**Supplied records**
'''
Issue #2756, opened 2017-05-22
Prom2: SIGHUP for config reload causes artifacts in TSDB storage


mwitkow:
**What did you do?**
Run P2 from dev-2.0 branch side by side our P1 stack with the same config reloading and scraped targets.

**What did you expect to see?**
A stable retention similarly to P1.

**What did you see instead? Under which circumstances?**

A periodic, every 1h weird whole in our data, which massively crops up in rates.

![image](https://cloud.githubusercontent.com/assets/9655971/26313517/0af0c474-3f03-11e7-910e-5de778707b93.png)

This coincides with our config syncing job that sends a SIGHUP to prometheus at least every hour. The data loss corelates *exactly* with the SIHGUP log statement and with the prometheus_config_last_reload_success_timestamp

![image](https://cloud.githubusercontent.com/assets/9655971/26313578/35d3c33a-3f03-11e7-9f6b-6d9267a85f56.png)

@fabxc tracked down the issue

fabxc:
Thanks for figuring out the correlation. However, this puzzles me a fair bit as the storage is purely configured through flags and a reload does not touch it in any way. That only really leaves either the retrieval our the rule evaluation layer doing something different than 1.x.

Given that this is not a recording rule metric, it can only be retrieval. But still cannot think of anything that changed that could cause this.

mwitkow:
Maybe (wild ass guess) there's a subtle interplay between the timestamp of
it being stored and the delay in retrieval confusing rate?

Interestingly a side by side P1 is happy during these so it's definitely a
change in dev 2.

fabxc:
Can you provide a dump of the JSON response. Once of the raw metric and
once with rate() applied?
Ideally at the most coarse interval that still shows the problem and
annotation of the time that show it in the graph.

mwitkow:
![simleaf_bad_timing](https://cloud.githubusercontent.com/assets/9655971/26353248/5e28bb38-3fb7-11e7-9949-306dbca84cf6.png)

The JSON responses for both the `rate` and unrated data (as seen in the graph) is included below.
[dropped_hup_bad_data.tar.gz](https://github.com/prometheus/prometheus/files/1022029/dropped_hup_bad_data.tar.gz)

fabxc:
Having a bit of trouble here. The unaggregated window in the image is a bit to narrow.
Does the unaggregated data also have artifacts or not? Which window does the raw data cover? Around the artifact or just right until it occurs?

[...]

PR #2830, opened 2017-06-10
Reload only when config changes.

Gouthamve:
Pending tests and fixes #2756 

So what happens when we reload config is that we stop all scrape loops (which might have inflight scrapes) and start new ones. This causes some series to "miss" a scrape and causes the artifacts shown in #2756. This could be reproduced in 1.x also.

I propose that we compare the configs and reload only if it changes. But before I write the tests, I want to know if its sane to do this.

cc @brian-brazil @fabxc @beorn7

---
'''
'''
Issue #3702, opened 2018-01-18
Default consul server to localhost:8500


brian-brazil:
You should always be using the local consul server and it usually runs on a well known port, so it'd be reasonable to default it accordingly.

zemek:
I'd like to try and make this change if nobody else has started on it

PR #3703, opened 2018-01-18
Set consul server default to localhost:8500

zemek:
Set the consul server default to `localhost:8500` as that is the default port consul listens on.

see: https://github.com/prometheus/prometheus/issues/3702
'''
'''
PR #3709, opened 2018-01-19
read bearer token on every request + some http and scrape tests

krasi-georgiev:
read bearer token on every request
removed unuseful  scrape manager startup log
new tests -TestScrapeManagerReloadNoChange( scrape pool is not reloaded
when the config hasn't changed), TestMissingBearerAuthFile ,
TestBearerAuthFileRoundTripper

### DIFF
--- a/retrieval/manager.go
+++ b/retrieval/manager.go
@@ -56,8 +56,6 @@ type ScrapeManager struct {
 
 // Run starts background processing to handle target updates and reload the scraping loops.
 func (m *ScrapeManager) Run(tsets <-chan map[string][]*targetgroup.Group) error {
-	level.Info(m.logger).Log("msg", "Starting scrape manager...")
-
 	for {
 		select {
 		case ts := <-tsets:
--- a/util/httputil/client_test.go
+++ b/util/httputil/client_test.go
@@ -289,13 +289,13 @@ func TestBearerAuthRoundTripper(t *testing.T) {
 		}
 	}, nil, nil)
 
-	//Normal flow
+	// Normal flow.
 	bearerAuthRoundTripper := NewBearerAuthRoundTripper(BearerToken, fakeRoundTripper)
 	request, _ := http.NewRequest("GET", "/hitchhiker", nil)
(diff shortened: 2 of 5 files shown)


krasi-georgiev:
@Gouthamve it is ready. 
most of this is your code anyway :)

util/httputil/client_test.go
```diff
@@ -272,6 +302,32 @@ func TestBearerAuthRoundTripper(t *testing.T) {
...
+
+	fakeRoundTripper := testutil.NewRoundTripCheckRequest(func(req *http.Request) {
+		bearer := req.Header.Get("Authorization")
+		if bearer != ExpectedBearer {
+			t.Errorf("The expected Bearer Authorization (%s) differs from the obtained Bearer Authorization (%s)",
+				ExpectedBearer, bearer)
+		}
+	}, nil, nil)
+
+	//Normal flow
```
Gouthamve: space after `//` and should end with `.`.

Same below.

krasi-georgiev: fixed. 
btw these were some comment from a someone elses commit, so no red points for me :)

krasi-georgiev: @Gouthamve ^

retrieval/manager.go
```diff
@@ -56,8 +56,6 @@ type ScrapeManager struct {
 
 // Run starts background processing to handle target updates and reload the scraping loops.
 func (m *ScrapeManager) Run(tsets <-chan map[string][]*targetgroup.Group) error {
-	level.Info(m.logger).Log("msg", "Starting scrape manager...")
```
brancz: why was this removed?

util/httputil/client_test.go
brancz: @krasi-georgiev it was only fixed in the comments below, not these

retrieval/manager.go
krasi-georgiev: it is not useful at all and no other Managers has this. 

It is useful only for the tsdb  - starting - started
'''
Pull every line containing "brazil" out of the material and copy it.

**Task response**
cc @brian-brazil @fabxc @beorn7
brian-brazil:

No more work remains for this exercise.